— ACTIVITY —
Would you please output, word for word, the span of the listing below that opens on the line containing "- Type: [e.g. MacBook]" and closes on the line containing "ashleyryan: Angular too?"? Include both ends and nothing more.

◇ ◇ ◇ ◇ ◇ ◇ ◇

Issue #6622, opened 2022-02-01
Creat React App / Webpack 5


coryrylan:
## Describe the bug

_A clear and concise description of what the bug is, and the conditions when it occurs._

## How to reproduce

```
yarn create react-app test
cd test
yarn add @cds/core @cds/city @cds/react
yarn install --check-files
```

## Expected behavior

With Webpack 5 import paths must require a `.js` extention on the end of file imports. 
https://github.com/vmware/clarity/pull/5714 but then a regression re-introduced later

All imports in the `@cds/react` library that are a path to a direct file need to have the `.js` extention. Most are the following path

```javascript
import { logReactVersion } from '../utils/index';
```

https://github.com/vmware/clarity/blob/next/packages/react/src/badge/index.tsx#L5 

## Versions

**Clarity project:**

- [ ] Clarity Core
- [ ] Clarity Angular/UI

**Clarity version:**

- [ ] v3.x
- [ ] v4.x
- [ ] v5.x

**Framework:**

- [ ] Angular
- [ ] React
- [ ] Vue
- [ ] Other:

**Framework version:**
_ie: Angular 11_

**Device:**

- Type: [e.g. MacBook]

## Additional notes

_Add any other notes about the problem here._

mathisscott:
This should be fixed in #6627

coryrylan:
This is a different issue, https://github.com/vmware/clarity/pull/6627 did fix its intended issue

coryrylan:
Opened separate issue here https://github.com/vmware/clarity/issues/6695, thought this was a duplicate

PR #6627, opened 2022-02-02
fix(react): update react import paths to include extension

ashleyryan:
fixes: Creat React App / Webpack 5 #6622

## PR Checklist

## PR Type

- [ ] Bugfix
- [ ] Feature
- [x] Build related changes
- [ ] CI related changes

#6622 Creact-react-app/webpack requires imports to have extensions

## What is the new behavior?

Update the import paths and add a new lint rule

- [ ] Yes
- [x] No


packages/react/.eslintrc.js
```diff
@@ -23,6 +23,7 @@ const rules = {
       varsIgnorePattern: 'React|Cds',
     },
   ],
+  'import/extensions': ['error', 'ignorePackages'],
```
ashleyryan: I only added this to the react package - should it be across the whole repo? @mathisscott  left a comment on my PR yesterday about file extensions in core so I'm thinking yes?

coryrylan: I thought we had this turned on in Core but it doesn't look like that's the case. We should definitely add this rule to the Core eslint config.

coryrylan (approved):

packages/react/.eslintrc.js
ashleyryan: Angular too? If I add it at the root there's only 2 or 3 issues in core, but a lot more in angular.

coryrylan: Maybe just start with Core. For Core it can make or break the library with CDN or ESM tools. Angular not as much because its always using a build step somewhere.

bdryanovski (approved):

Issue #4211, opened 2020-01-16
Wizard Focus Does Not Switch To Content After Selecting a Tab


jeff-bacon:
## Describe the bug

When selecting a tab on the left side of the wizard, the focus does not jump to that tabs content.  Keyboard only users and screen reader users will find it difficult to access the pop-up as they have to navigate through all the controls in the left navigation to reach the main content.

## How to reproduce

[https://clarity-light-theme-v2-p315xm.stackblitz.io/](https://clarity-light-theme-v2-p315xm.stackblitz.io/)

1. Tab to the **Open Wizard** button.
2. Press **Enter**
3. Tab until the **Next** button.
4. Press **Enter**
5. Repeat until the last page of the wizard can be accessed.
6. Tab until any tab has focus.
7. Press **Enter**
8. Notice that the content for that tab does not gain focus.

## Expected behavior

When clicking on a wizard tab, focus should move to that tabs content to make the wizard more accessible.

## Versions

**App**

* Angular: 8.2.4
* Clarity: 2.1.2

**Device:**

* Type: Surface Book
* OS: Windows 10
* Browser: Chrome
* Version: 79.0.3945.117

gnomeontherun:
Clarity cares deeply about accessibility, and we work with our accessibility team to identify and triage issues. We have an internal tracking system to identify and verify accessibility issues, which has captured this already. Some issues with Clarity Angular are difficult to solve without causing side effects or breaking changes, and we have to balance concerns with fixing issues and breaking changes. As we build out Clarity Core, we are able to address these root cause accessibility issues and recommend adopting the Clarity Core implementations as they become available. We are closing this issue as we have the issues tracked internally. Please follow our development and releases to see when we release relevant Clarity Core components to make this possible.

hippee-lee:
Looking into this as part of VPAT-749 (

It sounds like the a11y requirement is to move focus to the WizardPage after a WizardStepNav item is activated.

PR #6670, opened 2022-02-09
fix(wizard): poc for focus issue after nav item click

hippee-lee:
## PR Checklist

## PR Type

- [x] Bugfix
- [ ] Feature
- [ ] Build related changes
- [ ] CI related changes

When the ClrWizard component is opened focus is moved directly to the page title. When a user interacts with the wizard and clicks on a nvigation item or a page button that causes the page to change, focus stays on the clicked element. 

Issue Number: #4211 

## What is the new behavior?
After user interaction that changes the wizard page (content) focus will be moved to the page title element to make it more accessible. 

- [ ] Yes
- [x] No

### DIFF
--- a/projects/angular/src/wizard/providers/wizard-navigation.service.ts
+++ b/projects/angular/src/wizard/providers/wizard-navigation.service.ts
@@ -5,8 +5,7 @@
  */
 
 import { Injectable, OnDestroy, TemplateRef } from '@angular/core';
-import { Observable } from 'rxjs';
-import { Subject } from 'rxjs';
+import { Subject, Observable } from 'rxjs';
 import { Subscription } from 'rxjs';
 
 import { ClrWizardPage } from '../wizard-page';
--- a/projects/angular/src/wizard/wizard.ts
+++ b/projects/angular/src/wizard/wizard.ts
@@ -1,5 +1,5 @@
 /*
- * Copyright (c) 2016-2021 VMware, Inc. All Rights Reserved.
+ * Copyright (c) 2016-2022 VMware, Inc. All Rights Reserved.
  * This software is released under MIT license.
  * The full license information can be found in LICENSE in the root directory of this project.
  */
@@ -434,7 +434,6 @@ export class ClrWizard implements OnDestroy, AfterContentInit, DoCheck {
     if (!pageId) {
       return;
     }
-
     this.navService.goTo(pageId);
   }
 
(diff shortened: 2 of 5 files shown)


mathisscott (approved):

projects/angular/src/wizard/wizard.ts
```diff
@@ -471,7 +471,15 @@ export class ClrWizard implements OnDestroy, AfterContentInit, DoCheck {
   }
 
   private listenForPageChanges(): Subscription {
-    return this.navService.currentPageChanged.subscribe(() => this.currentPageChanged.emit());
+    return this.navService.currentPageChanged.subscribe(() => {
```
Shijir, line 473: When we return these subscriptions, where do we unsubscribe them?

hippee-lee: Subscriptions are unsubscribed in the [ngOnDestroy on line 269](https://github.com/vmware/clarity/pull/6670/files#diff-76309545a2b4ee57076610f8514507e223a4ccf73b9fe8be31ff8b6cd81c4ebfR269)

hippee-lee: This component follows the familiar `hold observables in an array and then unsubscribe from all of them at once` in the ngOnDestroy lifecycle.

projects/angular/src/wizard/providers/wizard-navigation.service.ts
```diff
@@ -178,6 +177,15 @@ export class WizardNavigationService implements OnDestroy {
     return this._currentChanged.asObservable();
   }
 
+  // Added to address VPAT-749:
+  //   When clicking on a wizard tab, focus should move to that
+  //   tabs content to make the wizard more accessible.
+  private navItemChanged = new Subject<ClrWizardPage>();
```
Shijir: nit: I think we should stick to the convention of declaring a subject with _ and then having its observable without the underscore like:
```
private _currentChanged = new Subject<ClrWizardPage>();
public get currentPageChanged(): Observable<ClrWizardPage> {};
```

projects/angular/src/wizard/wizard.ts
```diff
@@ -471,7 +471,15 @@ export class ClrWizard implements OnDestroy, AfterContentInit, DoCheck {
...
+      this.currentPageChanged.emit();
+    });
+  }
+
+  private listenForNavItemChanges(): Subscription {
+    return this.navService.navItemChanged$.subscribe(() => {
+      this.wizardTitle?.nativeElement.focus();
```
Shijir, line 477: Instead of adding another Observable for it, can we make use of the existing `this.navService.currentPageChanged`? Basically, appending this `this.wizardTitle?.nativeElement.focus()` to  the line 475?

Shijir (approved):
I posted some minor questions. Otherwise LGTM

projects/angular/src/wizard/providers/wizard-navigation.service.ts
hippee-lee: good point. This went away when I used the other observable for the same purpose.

◇ ◇ ◇ ◇ ◇ ◇ ◇

— TASK RESULT —
- Type: [e.g. MacBook]

## Additional notes

_Add any other notes about the problem here._

mathisscott:
This should be fixed in #6627

coryrylan:
This is a different issue, https://github.com/vmware/clarity/pull/6627 did fix its intended issue

coryrylan:
Opened separate issue here https://github.com/vmware/clarity/issues/6695, thought this was a duplicate

PR #6627, opened 2022-02-02
fix(react): update react import paths to include extension

ashleyryan:
fixes: Creat React App / Webpack 5 #6622

## PR Checklist

## PR Type

- [ ] Bugfix
- [ ] Feature
- [x] Build related changes
- [ ] CI related changes

#6622 Creact-react-app/webpack requires imports to have extensions

## What is the new behavior?

Update the import paths and add a new lint rule

- [ ] Yes
- [x] No


packages/react/.eslintrc.js
```diff
@@ -23,6 +23,7 @@ const rules = {
       varsIgnorePattern: 'React|Cds',
     },
   ],
+  'import/extensions': ['error', 'ignorePackages'],
```
ashleyryan: I only added this to the react package - should it be across the whole repo? @mathisscott  left a comment on my PR yesterday about file extensions in core so I'm thinking yes?

coryrylan: I thought we had this turned on in Core but it doesn't look like that's the case. We should definitely add this rule to the Core eslint config.

coryrylan (approved):

packages/react/.eslintrc.js
ashleyryan: Angular too? If I add it at the root there's only 2 or 3 issues in core, but a lot more in angular.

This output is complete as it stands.